Throwing my duffel up over my shoulder, I left her to sit fuming. I sat in the car for several minutes, asking myself why I’d decided on antagonizing her. I was pissed, sure. My entire life had been thrown off its axis and I was stuck, as per usual, cleaning up the mess. It wasn’t the girl’s fault, but she was here and an easy target for the anger.

My phone rang in my pocket, serving as an ironic reminder of all the reasons I was in this shit position to begin with.

“Yeah?” I answered, not bothering to look at the screen.

“Briauna tells me you’ve caught a scent.” Like I was some fucking bloodhound.

My eyes threatened to roll into the back of my head.

“I’m following a promising lead, but there’s no guarantees.” If I were smart, I’d just give him Milo’s address and wipe my hands clean of it. Leo would be safe, I could dump Blondie off at the next truck stop, and I could go home and back to my own life. The words were on the tip of my tongue, but my throat tightened to a near close.

There was no way to predict what Kyle would do once I handed over Milo. And my gut told me that this would not be the only time Kyle used my son as leverage, so there was no use making things easy for him now. If I seemed over eager to protect the boy, it would only fuel him to use him more often and that wasn’t a risk I was willing to take.

“You’re running out of time, Talon,” Kyle ground out, threat lacing his tone.

“No shit,” I snapped back. “I’m following a lead. If you want me to find him, you’ll get off my back and let me do it.”

“If Milo testifies…” His angry words trailed off, but it was too late. He’d revealed his hand.

Kyle’s case had gone to trial, and Milo was the linchpin. If he spoke in court and testified to our uncle’s position in the crimes he’d forced upon him, no amount of money Kyle threw at his lawyer would save him. He would spend most of the rest of his worthless life in prison. He didn’t give a shit that Milo had ‘betrayed the family,’ as he was constantly saying. Kyle didn’t want to go to prison, and Milo would be the one to put him there—if I didn’t find him first.

“Just fucking find him. You have less than four weeks.” The line went dead before I could respond, leaving me with nothing to do but pull back my fist and send it slamming into the steering wheel. The horn blared, and I blinked, taking a breath and releasing my now sore hand from its tight fist.

Climbing out of the car, I stomped back into the motel room, my sense of urgency renewed. There wasn’t any more time to waste and we’d spent enough of it holed up here. We needed to go.

I expected Misely to be glaring at me when I entered, full of her own rage at my deliberate dismissal of her comfort. Instead, my stomach bottomed out when I walked in to find her staring at me. Her eyes were wide and glassy, her cheeks pink like she’d been struggling not to cry. “ Please ,” she whimpered. “I really need to pee.”

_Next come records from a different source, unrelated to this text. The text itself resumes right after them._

PR #1118, opened 2026-06-16
build(android): migrate to AGP 9.2.1 + built-in Kotlin + compileSdk 37

kar:
## Why

The android-gradle Dependabot group (**#1100**) can't build on AGP 8.13.0: `androidx.core:core(-ktx):1.19.0` requires **AGP ≥ 9.1.0 + compileSdk 37**, and Adapty's Compose-based paywall UI needs a Compose dependency that AGP 9 makes the consumer supply. This PR is the **toolchain prerequisite** so that group (and future androidx bumps) can land. It **supersedes the standalone AGP bump #1080**.

Scope is deliberately toolchain-only — the app-dependency bumps from #1100 (androidx core/activity/lifecycle/etc., `adapty-bom 3.17.1`) are **not** here; recreate #1100 on top once this merges.

## What AGP 9 forced (each verified by building both flavors)

- **AGP 8.13.0 → 9.2.1**, **compileSdk 35 → 37** (needs SDK platform `android-37.0`).
- **Built-in Kotlin is mandatory at 9.2.1** — the external `kotlin-android` plugin is rejected (the `builtInKotlin=false` / `newDsl=false` escape hatches no longer work at 9.2.1), so it's removed and Kotlin comes from AGP. The Kotlin toolchain is aligned to a built-in-Kotlin-compatible set: kotlin-gradle-plugin & kotlin-stdlib **2.4.0**, KSP **2.3.9**, serialization **2.4.0**; safe-args gradle plugin **2.8.9 → 2.9.8** (the 2.8.9 plugin fails to detect AGP 9).
- **Source sets:** built-in Kotlin compiles `kotlin.srcDirs`, not `java.srcDirs`. The custom Kotlin dirs (`src/engine/kotlin`, `wireguard-android/ui`, `src/mock/kotlin`) are now registered as `kotlin.srcDirs` (the default `src/<flavor>/kotlin` dirs are auto-included).
- **Proguard:** AGP 9 drops `getDefaultProguardFile('proguard-android.txt')` → `proguard-android-optimize.txt`.
- **Compose for Adapty:** `io.adapty:android-ui` pulls `androidx.compose.*` without versions; under AGP 9 the consumer must pin them, so a **Compose BOM** is added to the `six` flavor. We don't author Compose — the BOM only versions Adapty's prebuilt UI. (This is AGP-9-driven, not Adapty-version-driven — it reproduces on the current `adapty-bom 3.15.2`.)

## Validation

Built locally on this branch (current main deps), matching the CI `Android assemble` step (`make -C android apk-family-debug apk-six-debug`):

- ✅ `apk-six-debug` — **BUILD SUCCESSFUL** (six = Adapty + WireGuard + Firebase)
- ✅ `apk-family-debug` — **BUILD SUCCESSFUL**
- Flutter common AAR (`regen-android`) unaffected; iOS/Flutter-analyze CI jobs untouched.

## Operator notes

1. **Self-hosted runners need SDK platform `android-37.0`** installed (`sdkmanager "platforms;android-37.0"`) — it's API 37 / minor 0 (AGP 9 minor-SDK scheme). Builders without it will fail at `checkAarMetadata`.
2. **Release builds now use `proguard-android-optimize.txt`** (R8 optimizations on; the old default carried `-dontoptimize`). CI only assembles debug — smoke-test a **release** build before shipping.

## Follow-ups
- Close **#1080** (AGP 9.2.1 standalone) — absorbed here.
- After merge, `@dependabot recreate` **#1100** so it carries only the app-lib bumps + `adapty-bom 3.17.1`; then it needs on-device Adapty purchase/restore validation.

### DIFF
--- a/android/app/build.gradle
+++ b/android/app/build.gradle
@@ -12,7 +12,6 @@
 
 plugins {
     id 'com.android.application'
-    id 'kotlin-android'
     id 'com.google.devtools.ksp'
     id 'androidx.navigation.safeargs.kotlin'
     id 'org.jetbrains.kotlin.plugin.serialization'
@@ -25,7 +24,7 @@ kotlin {
 
 android {
     namespace "org.blokada"
-    compileSdk 35
+    compileSdk 37
 
     kotlin {
         jvmToolchain 17
@@ -81,7 +80,7 @@ android {
             }
 
             minifyEnabled true
-            proguardFiles getDefaultProguardFile('proguard-android.txt'), 'proguard-rules.pro'
+            proguardFiles getDefaultProguardFile('proguard-android-optimize.txt'), 'proguard-rules.pro'
 
             ndk {
                 abiFilters 'armeabi-v7a', 'arm64-v8a'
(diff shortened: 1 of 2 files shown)


kar:
Addressed all three Copilot comments in 83f2c9ae — all were valid; verified by rebuilding `apk-six-debug` + `apk-family-debug` (both green):

1. **Removed the `kotlin-gradle-plugin` buildscript classpath.** Confirmed redundant under built-in Kotlin: `buildEnvironment` shows the serialization (2.4.0) and KSP (2.3.9) plugins already pull `kotlin-gradle-plugin` to **2.4.0** (AGP's bundled 2.2.10 → 2.4.0 via conflict resolution), so the toolchain stays at Kotlin 2.4.0 with no skew.
2. **Removed `six.java.srcDirs += 'src/engine/kotlin'`** — compiles via `kotlin.srcDirs` (dir is 0 `.java`).
3. **Removed `six.java.srcDirs += 'wireguard-android/ui/src/main/java'`** — same (0 `.java`).

Also reverted a stray `debug.kotlin.srcDirs += 'src/mock/kotlin'` (that dir is empty).

PR #1135, opened 2026-06-19
fix(ios): don't re-sign Flutter/App xcframeworks (fixes broken release archive)

kar:
## Problem

The **Release from tag** archive for `26.2.18/family/ios` failed ([run 27819630775](https://github.com/blokadaorg/blokada/actions/runs/27819630775/job/82330476324)):

```
❌ error: signature-collection failed: The operation couldn't be completed.
   (SWBUtil.CodeSignatureInfo.Error error 0.)
   SignatureCollection .../Release-iphoneos/Flutter.xcframework-ios.signature
   ProcessXCFramework .../common/build/ios-framework/Release/Flutter.xcframework ...
** ARCHIVE FAILED **
```

(The `export_method mismatch` lines below it in the log are gym's post-failure fallback noise, not the cause.)

**Root cause:** the ITMS-91065 signing fix (#1133) used `find ... -name '*.framework'` and re-signed **every** framework under the `ios-framework` output — including Flutter's own first-party `Flutter.framework` and `App.framework`, which already ship signed (`io.flutter.flutter` / `io.flutter.flutter.app`). Re-signing those breaks Xcode's `ProcessXCFramework` → `SignatureCollection` step on `Flutter.xcframework`.

**Why it merged green:** the PR `CI` workflow is build + lint only and never runs the gym Release archive / `sign-ios-frameworks`. The script's first real exercise is the `Release from tag` workflow — so the regression only surfaced at release time. The previous release (`26.2.17`, pre-#1133) archived fine.

The signing log confirms the asymmetry — only the plugins came out unsigned on the device slice; Flutter/App were `replacing existing signature`:

| device slice | state out of `flutter build ios-framework` |
|---|---|
| `sqflite_darwin`, `path_provider_foundation`, `shared_preferences_foundation`, `Adapty*` | **unsigned** → genuinely need signing (ITMS-91065) |
| `Flutter`, `App` | **already signed** → must NOT be re-signed |

## Fix

- **`scripts/sign-ios-frameworks.sh`** — exclude `Flutter`, `App`, and the static link-only `FlutterPluginRegistrant` xcframeworks from the signing loop; keep signing the unsigned third-party plugins ITMS-91065 actually flags. (`FlutterPluginRegistrant` is link-only — verified it appears only in the Link phase of `project.pbxproj`, never an Embed phase — so it never lands in the bundle and ITMS-91065 can't fire on it.)
- **`scripts/verify-ios-ipa-signatures.sh`** (new) — post-archive gate: cracks the produced `.ipa` and asserts every embedded `*.framework` (incl. Flutter/App) is signed by the Apple Distribution identity, and that Flutter/App are actually present. Fails the build **before** upload rather than at App Store Connect. Override the expected authority with `IOS_EXPECTED_SIGN_AUTHORITY` (set empty to check presence only).
- **`Makefile`** — run the verifier after the host archive in `build-ios` / `build-ios-family` / `build-ios-six`.

This narrows the script to match what its own header comment already claims ("the add-to-app Flutter **plugin** xcframeworks") — the plugin signing that fixes the rejection is fully retained.

## Testing

- `sign-ios-frameworks.sh` prune logic tested against a synthetic tree: signs exactly the 9 plugin xcframeworks (both slices), excludes Flutter/App/FlutterPluginRegistrant.
- `verify-ios-ipa-signatures.sh` tested end-to-end with synthetic IPAs: passes when all embedded frameworks are validly signed; fails on an unsigned framework, a missing required framework, a wrong/ad-hoc signing identity, and aggregates failures across multiple IPAs.
- Both scripts parse and run under stock macOS `/bin/bash` 3.2 (CI runner); no bash-4 features.
- `make -n` confirms the verifier is wired with the correct IPA paths (`ios/Blokada Family.ipa`, `ios/Blokada 6.ipa`).

## Known follow-up (not in scope)

`release-tag.yml` tars `ios/*.ipa` (glob) while building a single flavor. It's safe today because `actions/checkout` runs `git clean -ffdx` and the IPAs are gitignored, but a stale opposite-flavor IPA could ship if `clean: false` were ever set. Worth an explicit `rm -f ios/*.ipa` or tarring the specific flavor in a separate change.

## Operator action required

Merge this **before** re-cutting the `26.2.18` iOS release tag — the current release build is broken without it.

### DIFF
--- a/Makefile
+++ b/Makefile
@@ -80,18 +80,21 @@ build-ios:
 	$(MAKE) -C common/ build-ios
 	$(MAKE) sign-ios-frameworks
 	$(MAKE) -C ios/ build
+	./scripts/verify-ios-ipa-signatures.sh "ios/Blokada Family.ipa" "ios/Blokada 6.ipa"
 
 # Build ios family .ipa from scratch (release)
 build-ios-family:
 	$(MAKE) -C common/ build-ios
 	$(MAKE) sign-ios-frameworks
 	$(MAKE) -C ios/ build-family
+	./scripts/verify-ios-ipa-signatures.sh "ios/Blokada Family.ipa"
 
 # Build ios six .ipa from scratch (release)
 build-ios-six:
 	$(MAKE) -C common/ build-ios
 	$(MAKE) sign-ios-frameworks
 	$(MAKE) -C ios/ build-six
+	./scripts/verify-ios-ipa-signatures.sh "ios/Blokada 6.ipa"
 
 # Code-sign the unsigned Flutter plugin xcframeworks before the host archive
 # embeds them, so commonly-used SDKs (sqflite, path_provider, ...) ship with a
--- a/scripts/sign-ios-frameworks.sh
+++ b/scripts/sign-ios-frameworks.sh
@@ -51,11 +51,27 @@ if ! security find-identity -v -p codesigning 2>/dev/null | grep -qF "$IDENTITY"
 	exit 1
 fi
 
+# Do NOT sign Flutter's own first-party outputs. Flutter.framework and
+# App.framework come out of `flutter build ios-framework` ALREADY signed
+# (io.flutter.flutter / io.flutter.flutter.app) and are not on the unsigned-
+# plugin list ITMS-91065 flags. Re-signing them here breaks the host archive:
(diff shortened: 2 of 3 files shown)


kar:
@codex review this

PR #1137, opened 2026-06-19
fix(ios): sign plugin xcframework bundles with --timestamp (real ITMS-91065 fix)

kar:
## TL;DR

ITMS-91065 kept rejecting `sqflite_darwin` across **26.2.18 → 26.2.20** even though the embedded framework was validly code-signed. By inspecting the actual rejected IPA I found ITMS-91065 reads a *different* artifact than we'd been fixing. This signs the right one.

## Root cause (from the rejected 26.2.20 IPA, build 669000012)

ITMS-91065 does **not** check the embedded framework's code signature. It checks each commonly-used third-party SDK's **xcframework origin signature**, which the archive records into the IPA at `Signatures/<name>.xcframework-ios.signature`. For sqflite that file said:

```
{ "signed" => false, "isSecureTimestamp" => false,
  "metadata" => { "library" => "sqflite_darwin.framework", "platform" => "ios" } }
```

`signed=false` → "Missing signature." We'd been signing the inner `.framework`, but the `.xcframework` **bundle** stayed unsigned. (And the host export re-signs the embedded slice at export time anyway, so the inner signing was a no-op that never reached the shipped binary — which is why #1133/#1135 didn't move the needle.)

This is exactly the feature behind the doc Apple's rejection links to ("Verifying the origin of your XCFrameworks"), and the same `SignatureCollection` step that originally crashed the archive.

## Fix

Apple's canonical command — and the sqflite maintainer's accepted fix ([tekartik/sqflite#1129](https://github.com/tekartik/sqflite/issues/1129)): sign the `.xcframework` **bundle** with `--timestamp`.

- **`sign-ios-frameworks.sh`**: sign the plugin `.xcframework` bundles with `codesign --force --timestamp --sign …` (was: inner per-slice `.framework`, no timestamp). Still excludes `Flutter` (already Google-signed; re-signing it crashed the archive in 26.2.18), `App`, and `FlutterPluginRegistrant` (not third-party SDKs). Verifies each carries a secure timestamp before the archive runs.
- **`verify-ios-ipa-signatures.sh`**: add the **real ITMS-91065 gate** — parse `Signatures/*.xcframework-ios.signature` and require `signed=true` + `isSecureTimestamp=true` for each non-excluded SDK xcframework. The embedded code-signature check stays as a defensive secondary check.

No Makefile change — same `sign-ios-frameworks` target and verify wiring from #1135.

## On reverting #1135 / #1136 (you asked)

Neither should be reverted:
- **#1136** (SIGPIPE fix) — pure correctness fix to the verifier we keep; reverting reintroduces `make Error 141`.
- **#1135** — keep the Flutter/App exclusion, the verify gate, and the Makefile wiring. Only its *inner-framework signing* was the wrong target; this PR replaces that in place. The exclusion is still load-bearing (signing Flutter's xcframework crashes the archive).

## Testing

- Verified against the **actual rejected 26.2.20 IPA**: the new gate FAILs it on all 9 plugin origin signatures (`signed=false`), and PASSes once the origin signatures are corrected.
- Confirmed locally that `codesign --force --timestamp --sign "Apple Distribution: …" sqflite_darwin.xcframework` yields `signed`=valid with a secure `Timestamp=` and passes `codesign --verify`.
- Selection logic signs the 9 plugin xcframeworks and skips Flutter/App/FlutterPluginRegistrant.
- Both scripts parse under stock `/bin/bash` 3.2.

## Confidence & residual risk

High confidence on the diagnosis (the `.signature` file literally says `signed=false`) and that signing the bundle with `--timestamp` flips it. The one thing only a real archive can confirm is that Xcode's `SignatureCollection` records `signed=true`/`isSecureTimestamp=true` from the signed bundle — **the verify gate now checks exactly that in CI and fails the build before upload if it didn't**, so the next release either ships clean or fails safely without burning an Apple round-trip.

## Operator action required

Merge, then cut a new iOS release tag (e.g. `26.2.21`). The build's verify step will confirm the origin signatures before upload.

### DIFF
--- a/scripts/sign-ios-frameworks.sh
+++ b/scripts/sign-ios-frameworks.sh
@@ -1,27 +1,33 @@
 #!/usr/bin/env bash
 #
-# Code-sign the add-to-app Flutter plugin xcframeworks before the host Xcode
-# archive embeds them.
+# Sign the add-to-app Flutter plugin XCFRAMEWORK BUNDLES (with a secure
+# timestamp) before the host Xcode archive consumes them.
 #
-# Why this exists:
+# Why this exists / what ITMS-91065 actually checks:
 #   `flutter build ios-framework` (see common/Makefile `build-ios`) emits every
-#   plugin as an UNSIGNED .xcframework. The host project embeds each with
-#   "Code Sign On Copy", but that runtime re-sign is unreliable for the device
-#   slice of a pre-built xcframework (flutter/flutter#148300, #179634), so the
-#   embedded framework can ship unsigned. App Store Connect then rejects the
-#   upload with ITMS-91065 ("Missing signature") for commonly-used SDKs such as
-#   sqflite (sqflite_darwin.framework), path_provider and shared_preferences.
+#   plugin as an UNSIGNED .xcframework. App Store Connect then rejects the upload
+#   with ITMS-91065 ("Missing signature") for commonly-used third-party SDKs such
+#   as sqflite (sqflite_darwin), path_provider and shared_preferences.
 #
-#   Signing the inner .framework of each slice here guarantees a valid signature
-#   is present regardless of whether Code-Sign-On-Copy runs: if Xcode re-signs on
-#   copy it harmlessly overwrites ours with the same Apple Distribution identity;
-#   if it skips the slice, our signature is what ships. Signing the .xcframework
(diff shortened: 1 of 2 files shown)


kar:
@codex review this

Instinct made me want to apologize. Years of my mother badgering me about using manners when dealing with girls, indoctrinated into my mind. I swallowed, guilt heavy in my core and an apology on the tip of my tongue. I forced myself to remember the part I had to play and why. My mother wasn’t here anymore, but Kyle was. And if I wanted to keep him away from my own kid, then sentimental bullshit wasn’t going to do me any good.

Without a word, I uncuffed the girl, watching the way she gingerly touched the red stripes around her wrist before darting off to the bathroom and slamming the door shut.